Engineering Access (Jul 2024)
A Mixture-of-experts Approach to Production Capacity Planning for Diverse Demand Patterns via Deep Reinforcement Learning
Abstract
Ensemble Learning is gaining traction in Reinforcement Learning (RL) due to its ability to improve performance, robustness, and capabilities of RL models. This paper addresses the challenge of production planning with fluctuating demand by proposing a novel Mixture of Experts Deep Reinforcement Learning (MoE-DRL) model. We leverage a combination of Proximal Policy Optimization (PPO), a powerful reinforcement learning algorithm, and Ensemble learning, a technique that combines multiple models. We propose a mixture of expert ensemble learning model that combine multiple expert PPO-DRL agents through a gating model (MoE PPO-DRL).
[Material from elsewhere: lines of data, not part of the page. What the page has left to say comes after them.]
Issue #1826, opened 2022-12-06
ebay-menu-button: index not correctly matched


agliga:
> Hi, @agliga @saiponnada ,
Thanks for the fix. But I tested in v10.2.0, there is still some problem.
The indexes "change" emit is correct now, but in this multi-select, the check mark is not correct. For example, if I click item 4, there will be a check mark in item 3. 
Could you please take a look?

_Originally posted by @Castaliaa in https://github.com/eBay/ebayui-core/issues/1792#issuecomment-1336938509_

PR #1828, opened 2022-12-06
fix(menu-button): index not correctly matched

saiponnada:
## Description
To match indexes, passed filtered menu items excluding separators. Inserted separators at respective locations.

## References
#1826 #1792, #1829

## Screenshots

menu-button
image

fake-menu
image


agliga:
Goutham, there's a lot of methods in the menu utils that is using this.input.items. We should change it to use this.items. 
Otherwise it will give us the incorrect indexes when we have a separator still.

agliga:
I think there is still an issue with the separator. It's not rendering in the right place.
If you think about it it makes sense.

The user does:
```
item1
item2
separator
item3
item4
separator
item5
```

What we do is strip out the separators in one list, so that has
```
item1, item2, item3, item4, item5
```
And then we have another list with the separator indexes which has
```
false, false, true, false, false, true, false
```
If you look, the indexes on these two lists won't match. That means that we are placing the separators in the wrong position

If we want to fix this, we need to increment the index with how many previous separators were found.

ianmcburnie:
> Have we considered using pseudo elements for the separators?

Doesn't a separator represent something semantically though? If we are visually grouping things, doesn't that grouping represent information that we would lose with pseudo elements?

agliga:
We can use pseudo elements. I think it would be best to do it that way. 
However, we need to support this syntax till next major version, so we need to keep it in here anyways. 

Ideally we could do:
```
<ebay-menu-button>
   <@group>
      <@item>
      <@item>
   </@group>
   <@group>
       <@item>
      <@item>
  </@group>
</>
```

If that's what you meant.

src/components/ebay-menu/index.marko
```diff
@@ -25,6 +25,13 @@ $ var isCheckbox = input.type === "checkbox";
 $ var isNotCheckable = input.type !== "checkbox" && input.type !== "radio";
 $ var baseClass = input.classPrefix || "menu";
 $ var separatorCount = 0;
+$ var seperatorMap = (input.items || []).reduce((map, item, index) => {
+    if(item.separator) {
+        map[index - separatorCount] = true;
+        separatorCount++;
+    }
+    return map;
+}, {});
```
agliga, line 34: One more nit. Sorry, last one hopefully.
Let's put this in `menuUtils`. I think what might be easiest is to create a method on menuUtils, like `getSeparatorMap`. You can move the `separatorCount` there and such.
You can then call it here using `component.getSeparatorMap(input.items)`
This way it will be only in 1 place and we don't have it copied. (I see it's copied in the other PR for fake menu.

Otherwise, it looks great!

agliga (approved):

LuLaValva (approved):
This works for now and I haven't been able to find any places where it is broken, but there are a lot of places that have to be modified when the logic for separators is modified. Since we want to release soon I'd say push this through for now, but `ebay-menu` and `ebay-fake-menu` would definitely be good areas to clean up during tech debt month.

Issue #2349, opened 2024-12-19
dropdowns: swap to using floating ui


agliga:
Skin issue: https://github.com/eBay/skin/issues/2514

PR #2381, opened 2025-01-15
feat(dropdowns): added support for floating-ui

agliga:
## Description
* Added floating ui support for all dropdowns
* Also added it for calendar
* For combobox, need to retrigger the show attribute on makeup change in case the expander is expanded on rerender
* For chips combobox there's an issue where we need to attach the dropdown to the root element. For this, passed in a function which resolves to the root elemenet into combobox. This attribute is not supposed to be documented outside of our code.
* Reverse will be handled by the popper automatically

## References
https://github.com/eBay/ebayui-core/issues/2349

### DIFF
--- a/src/common/dropdown/index.ts
+++ b/src/common/dropdown/index.ts
@@ -1,0 +1,54 @@
+import {
+    autoUpdate,
+    flip,
+    computePosition,
+    shift,
+    offset,
+    type ReferenceElement
+} from "@floating-ui/dom";
+
+interface DropdownUtilOptions {
+    reverse?: boolean;
+    offset?: number
+}
+
+export class DropdownUtil {
+    declare host: ReferenceElement;
+    declare overlay: HTMLElement;
+    declare cleanupFn: any;
+    declare options: DropdownUtilOptions;
+
+    constructor(host: HTMLElement, overlay: HTMLElement, options?: DropdownUtilOptions) {
+        this.host = host as ReferenceElement;
+        this.overlay = overlay as HTMLElement;
+        this.options = options ?? {};
+    }
+
+    show() {
+        this.cleanupFn = autoUpdate(
+            this.host,
+            this.overlay,
+            this.update.bind(this),
+        );
+    }
+
+    update() {
+        computePosition(this.host, this.overlay, {
+            placement: this.options.reverse ? "bottom-end" : "bottom-start",
+            middleware: [offset(this.options.offset ?? 4), flip(), shift()],
+        }).then(({ x, y }) => {
+            Object.assign(this.overlay.style, {
+                left: `${x}px`,
+                top: `${y}px`,
+            });
+        });
+    }
+
+    cleanup() {
+        this.cleanupFn?.();
+    }
+
+    hide() {
+        if (this.cleanup) this.cleanup();
+    }
+}
--- a/src/components/ebay-chips-combobox/index.marko
+++ b/src/components/ebay-chips-combobox/index.marko
@@ -13,6 +13,7 @@ $ const {
 $ const options = [...option || []].map((o) => o.text)
 
 <span
+    key="root"
     class=[
         "chips-combobox",
         fluid && "chips-combobox--fluid",
@@ -43,6 +44,7 @@ $ const options = [...option || []].map((o) => o.text)
         onExpand("emit", "expand")
         onCollapse("emit", "collapse")
         disabled=disabled
+        dropdown-element=() => component.getEl("root")
         chevron-size="large"
         ...comboboxInput
         autocomplete="list"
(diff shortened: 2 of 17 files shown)


src/components/ebay-chips-combobox/index.marko
```diff
@@ -43,6 +44,7 @@ $ const options = [...option || []].map((o) => o.text)
         onExpand("emit", "expand")
         onCollapse("emit", "collapse")
         disabled=disabled
+        dropdown-element=() => component.getEl("root")
```
LuLaValva, line 47: I think it should be okay in this case, but passing a function like this is a sketchy pattern in Marko 5 because I believe it will cause problems if the function is called during SSR. Not sure if I can think of anything better, but it is something to note.

src/components/ebay-combobox/component.ts
```diff
@@ -35,6 +36,7 @@ interface ComboboxInput extends Omit<Marko.HTML.Input, `on${string}`> {
         }>;
     options?: Marko.AttrTag<ComboboxOption>;
     "chevron-size"?: "large";
+    "dropdown-element"?:  () => HTMLElement;
```
LuLaValva, line 39: Initially it was not clear to me what this was supposed to be. I think `"dropdown-source"` might make more sense as a name.

Also, please add to `.stories.ts`, I looked for a description and couldn't find one 😢

src/components/ebay-combobox/component.ts
```diff
@@ -342,6 +354,8 @@ export default class Combobox extends Marko.Component<Input, State> {
             this._floatingLabel.destroy();
             this._floatingLabel = null;
         }
+
+        // this.dropdownUtil?.cleanup();
```
LuLaValva, line 358: Is this intentional? Should either be removed or uncommented

LuLaValva (commented):
First pass, left a few comments

Is there any world where `DropdownUtil` can be merged with the makeup setup, or does that not make sense?

src/components/ebay-date-textbox/component.ts
ArtBlue, line 1: The popover looks a bit mispositioned now (slightly over the textbox) vs prod (right under textbox).
image
image

ArtBlue (commented):
Looks good. One minor thing.

src/components/ebay-chips-combobox/index.marko
agliga: I did speak with Dylan about this approach. So it seems the only way

src/components/ebay-combobox/component.ts
agliga: This is simply an internal api. No need to document it.

src/components/ebay-date-textbox/component.ts
agliga: Is this with the latest skin code linked? I thought this was fixed when using the latest skin

agliga:
> First pass, left a few comments
> 
> 
> 
> Is there any world where `DropdownUtil` can be merged with the makeup setup, or does that not make sense?

Could be a good idea
It would be good to add floating ui to expander but that's outside this.

src/components/ebay-combobox/component.ts
LuLaValva: Ah okay, if it's internal only can you add a JSDoc comment for it? Something like `/** For internal use only */`

That said, are there any use cases where teams have custom comboboxes and might need to use this on their own?

agliga: I believe this is only needed when combobox styles are overridden such as in chips combobox.

src/components/ebay-combobox/component.ts
agliga: Will remove.

agliga:
Pr should be ready to re-review

src/common/dropdown/index.ts
```diff
@@ -0,0 +1,54 @@
...
+        });
+    }
+
+    cleanup() {
+        this.cleanupFn?.();
+    }
+
+    hide() {
+        if (this.cleanup) this.cleanup();
+    }
```
LuLaValva, line 53: I don't understand why we have this `hide()` method in _addition_ to `cleanup()`, especially since to my knowledge that `if` statement will always be true. Why not just have `cleanup()`?

LuLaValva (approved):
Seems to be working well, this will simplify the lives of so many people using eBayUI. Just one comment on code I'm confused about, but I think it's good to merge either way

src/common/dropdown/index.ts
agliga: It won't be true
Hide is there mostly there in order to distinguish between hiding the popup (where we have to run cleanup) or to cleanup. 
There was a case where this was getting called multiple times and caused a console error (even though the popup was closed) I believe this was for combobox when the popup goes away if there is no match and then comes back.

PR #2398, opened 2025-01-21
refactor(ts): use `Marko.HTML` instead of `Marko.Input` when possible

LuLaValva:
## Description

- Swap `Marko.Input<"*">` for `Marko.HTML.*`. Behavior is identical as the former reduces to the latter, but there are a few benefits.
  1. I think `Marko.HTML.*` is more readable and easier to follow without knowing about the magic `Input` keyword
  2. If an HTML tag doesn't exist, this method will surface an error where the previous didn't. In fact, these changes surfaced an issue with the types for `List`, which were previously casted to `any`.
  
### Bonus Change

- Icons for examples in `ebay-menu` were the wrong size


agliga (approved):

agliga:
Need to update snapshots before merging

PR #2406, opened 2025-01-24
chore: removed deprecations

agliga:
Removed all deprecated code
* removed separator and transformers
* Removed dialog handle
* Removed stepper is current (was deprecated 2 years ago!)


LuLaValva (approved):

src/components/ebay-fake-menu-button/examples/separator.marko
```diff
@@ -1,7 +1,7 @@
 <ebay-fake-menu-button text="eBay Menu separator">
     <@item href="#">item 1</@item>
     <@item href="#">item 2</@item>
-    <@separator/>
+    <@item separator/>
```
HenriqueLimas, line 4: Why are we removing this? Isn't semantically better to have a different component? A separator is not an item that has events and it is completely different with different roles. I feel it is over using the `@item` tag/component

src/components/ebay-lightbox-dialog/index.marko
```diff
@@ -54,25 +41,6 @@ $ var handleLabel = state.expanded ? a11yMinimizeText : a11yMaximizeText;
...
-                aria-label=handleLabel
-                type="button"
-                class=`lightbox-dialog__handle`
-                onClick("handleExpand")
-                onTouchstart("handleTouchStart")
-                onTouchmove("handleTouchMove")
-                onTouchend("handleTouchEnd")
-                onTouchcancel("handleTouchEnd")
-            ></button>
-            <if(bannerImgSrc)>
```
HenriqueLimas, line 70: The `bannerImgSrc` shouldn't be removed I suppose no?

HenriqueLimas (changes requested):

src/components/ebay-fake-menu-button/examples/separator.marko
LuLaValva: It might be semantically better, but Marko has no way of telling which order the attribute tags are in so this required a compiler hook (which is not recommended). Essentially without the compiler hook it looks like this in React:
```jsx
<EbayFakeMenuButton item=[...] separator=[...] />
```

src/components/ebay-lightbox-dialog/index.marko
agliga: Good catch!

agliga:
Should be ready again!

HenriqueLimas (approved):

PR #2407, opened 2025-01-24
fix(build): move `.less` files to style blocks

LuLaValva:
## Description

The `.less` files weren't being included in the build `dist/`, so I moved styles into the `.marko` files.


agliga (approved):

agliga:
Lets just target 15.0.0 for now, we will release that version soon.

PR #2433, opened 2025-02-14
feat(avatar): added image position option

agliga:
## Description
* Added image position option
* Options are `fit`, `contain` and `auto`. Auto detects aspect ratio and sets fit or contain.

## References
https://github.com/eBay/ebayui-core/issues/2434

## Screenshots
Screenshot 2025-02-14 at 9 24 33 AM

### DIFF
--- a/src/components/ebay-avatar/component.ts
+++ b/src/components/ebay-avatar/component.ts
@@ -1,11 +1,9 @@
 import type { WithNormalizedProps } from "../../global";
-import type {
-    AttrString,
-} from "marko/tags-html";
+import type { AttrString } from "marko/tags-html";
 
 type Size = 32 | 40 | 48 | 56 | 64 | 96 | 128;
 
-type ImagePlacement = "cover" | "fit" | "auto";
+type ImagePlacement = "cover" | "fit";
 
 interface State {
     imagePlacement: ImagePlacement;
@@ -13,18 +11,11 @@ interface State {
 
 interface AvatarInput extends Omit<Marko.HTML.Div, `on${string}`> {
     username?: string;
-    "image-placement"?: ImagePlacement;
     color?: string;
     "a11y-text"?: AttrString;
     size?: Size | `${Size}`;
     img?: Marko.AttrTag<Omit<Marko.HTML.Img, `on${string}`>>;
 }
-
-const coverApsectRatios = [
-    0.75, // 3:4
-    1.33, // 4:3
-    1, // 1:1
-];
 
 export interface Input extends WithNormalizedProps<AvatarInput> {}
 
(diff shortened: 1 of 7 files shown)


src/components/ebay-avatar/component.ts
```diff
@@ -0,0 +1,64 @@
...
+                    this.state.imagePlacement = "cover";
+                } else {
+                    this.state.imagePlacement = "fit";
+                }
+            };
+        }
+    }
+    onInput(input: Input) {
+        let imagePlacement = input.imagePlacement || "cover";
+        if (input.imagePlacement === "auto") {
```
LuLaValva, line 55: Won't this mean that every time input is changed, `imagePlacement` is set to `"cover"`? This would override the automatic sizing that happens in `onMount`

LuLaValva (commented):
Mostly looks good, but philosophical question— why do we allow users to use anything besides `"auto"`? Shouldn't avatar look the same everywhere? I understand it's more overhead on the client if an app team already had information about the aspect ratio of the image, but I'm not sure that's worth accounting for.

agliga:
> Mostly looks good, but philosophical question— why do we allow users to use anything besides `"auto"`? Shouldn't avatar look the same everywhere? I understand it's more overhead on the client if an app team already had information about the aspect ratio of the image, but I'm not sure that's worth accounting for.

I only set it like this because if you can detect the dimensions on the server you should set it there. 

Also i set cover as default so it doesnt break but we can change it to auto as default if needed.

LuLaValva:
> I only set it like this because if you can detect the dimensions on the server you should set it there.

I don't think we should add the option to set it from the backend. We don't have clear documentation on the specific aspect ratio where it switches from "fit" to "cover", and if it ever changes then a bunch of apps will be out of sync

agliga (commented):
From design 
It should be
3:4 aspect ratio or 4:3 aspect ration and square (1/1) to be center
All others fit. If there is an irregular aspect ratio it should also be fit. 
This isnt taking square into account. Or its allowing more than it should.

LuLaValva:
> All others fit. If there is an irregular aspect ratio it should also be fit.

I will talk to a designer, but I don't think that's right. My understanding is that everything between `4:3` and `3:4` should be `"fill"`, based on this part of playbook:

> Crops narrower than a 4:3 aspect ratio, such as 16:9 or more extreme formats, are adjusted to “fit.”

src/components/ebay-avatar/index.marko
```diff
@@ -32,13 +18,14 @@ $ const {
     aria-label=a11yText
     class=[
         "avatar",
+        state.imagePlacement === "fit" && "avatar--fit",
         inputClass,
         size && `avatar--${size}`,
-        `avatar--${getColorForText(username, color)}`,
+        color && !img && `avatar--${getColorForText(username, color)}`,
```
LuLaValva, line 24: @agliga doesn't checking for `color` here defeat the purpose of `getColorForText`? Looks like `color` is used as the default, so this is the same as `` !img && `avatar--${color}` ``

agliga: We removed the default because of the image scrim.

LuLaValva: Okay, in that case we don't need `getColorForText` because this is the same as `` color && !img && `avatar--${color}` ``

LuLaValva (approved):

Issue #2431, opened 2025-02-13
event-utils: swap to use key


hongjilee-1:
# Bug Report

## Description

When using `"@testing-library/user-event": "^14.6.1"` to initiate key press interactions, the api:
```
await user.keyboard('{Escape}');
```
results in the deprecated `e.charCode` being undefined and `e.keyCode` as 0.

Hence trying to confirm that the escape event was emitted on an `<ebay-button />` will not pass using userEvent.

Location: https://github.com/eBay/ebayui-core/blob/master/src/common/event-utils/index.ts#L6-L21

## Workaround

Instead of using `userEvent.keyboard`, use a custom KeyboardEvent with the keyCode defined:

```
const event = new KeyboardEvent("keydown", { keyCode: 27 });
(container.querySelector('button')).dispatchEvent(event);
```

## Screenshots

When using `userEvent.keyboard`

![Image](https://github.com/user-attachments/assets/5cd002cd-e9d4-48f6-95b3-eab003faeafb)

agliga:
I'm not sure i understand this issue
We take the escape event and emit a new event. The event we emit should have `originalEvent` object which should have the right character code
So i recommend to use that. 
We cannot emit the char code on the escape event because this is a custom event. This is how marko handles these events. 

Please provide more info on this otherwise I will close the issue. Thanks!

hongjilee-1:
`@testing-library/user-event` removed support for the deprecated `keyCode` and `charCode` and only defines `key` like in the screenshot.

Any events handled eventUtils within ebayui-core components won't emit properly when using userEvent's keyboard to trigger the interaction in unit tests. Perhaps this should not be a bug but an enhancement

agliga:
Okay i see a benefit to remove event utils and swap to use key since the support is pretty good now. https://caniuse.com/keyboardevent-key

PR #2446, opened 2025-02-28
fix(event-utils): updated to use key

agliga:
## Description
* Swapped deprecated event `charCode` and `keyCode` to use `key`

## Context
For tests, I updated `"(Space key)"` to be just `" "`
## References
https://github.com/eBay/ebayui-core/issues/2431

### DIFF
--- a/src/common/event-utils/index.ts
+++ b/src/common/event-utils/index.ts
@@ -1,13 +1,9 @@
-function checkModifiers(e: KeyboardEvent): boolean {
-    return e.ctrlKey || e.altKey || e.metaKey || e.shiftKey;
-}
-
 function handleKeydown(
     keyCodes: string[],
     e: KeyboardEvent,
     callback: () => any,
 ) {
-    const keyCode = e.key
+    const keyCode = e.key;
     if (keyCodes.indexOf(keyCode) !== -1) {
         callback();
     }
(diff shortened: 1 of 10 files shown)


src/common/event-utils/index.ts
```diff
@@ -1,67 +1,67 @@
...
-        40, // down arrow
-        91, // "meta" key (Mac "command" key)
+        "Tab",
+        "Enter",
+        "Shift",
+        "Escape",
+        "ArrowUp",
+        "ArrowDown",
+        "ArrowLeft",
+        "ArrowRight"
```
LuLaValva, line 64: Was it intentional to remove modifier keys here (ctrl, alt, caps lock, cmd)?

LuLaValva (commented):
Good change! Just one question and then I'll approve

src/common/event-utils/index.ts
agliga: I moved them into the function itself since the recommended way to check for modifiers is using e.shiftKey
See check modifiers
To add this function is actually not being used anywhere except here. I was considering to remove it and put the check directly inline

LuLaValva: This function is used in `ebay-combobox`, where `checkModifiers` is _not_ called. After your changes, `on-input-change` is emitted every time the user presses `ctrl`, `option`, `cmd` (previously that was not the case)

agliga: So as i mentioned i added a check in handleNotKeydown where this list is being passed. I added a check to see no modiferiers is pressed.

LuLaValva: Sure, but I still see events emitted where they were not before in `ebay-combobox` storybook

The gating model learns to select the best expert agent for predicting the most suitable production plan for each situation's different demand patterns. The proposed model was trained and tested against the results obtained from the Mixed Integer Linear Programming model and the individual expert PPO agents. The MoE PPO-DRL model achieved a total average profit that was 25.9% higher than an average of all expert single-agent models. It also achieved a 11.02% optimality gap, which is significantly lower than the 22.93% average gap of all expert single-agent models.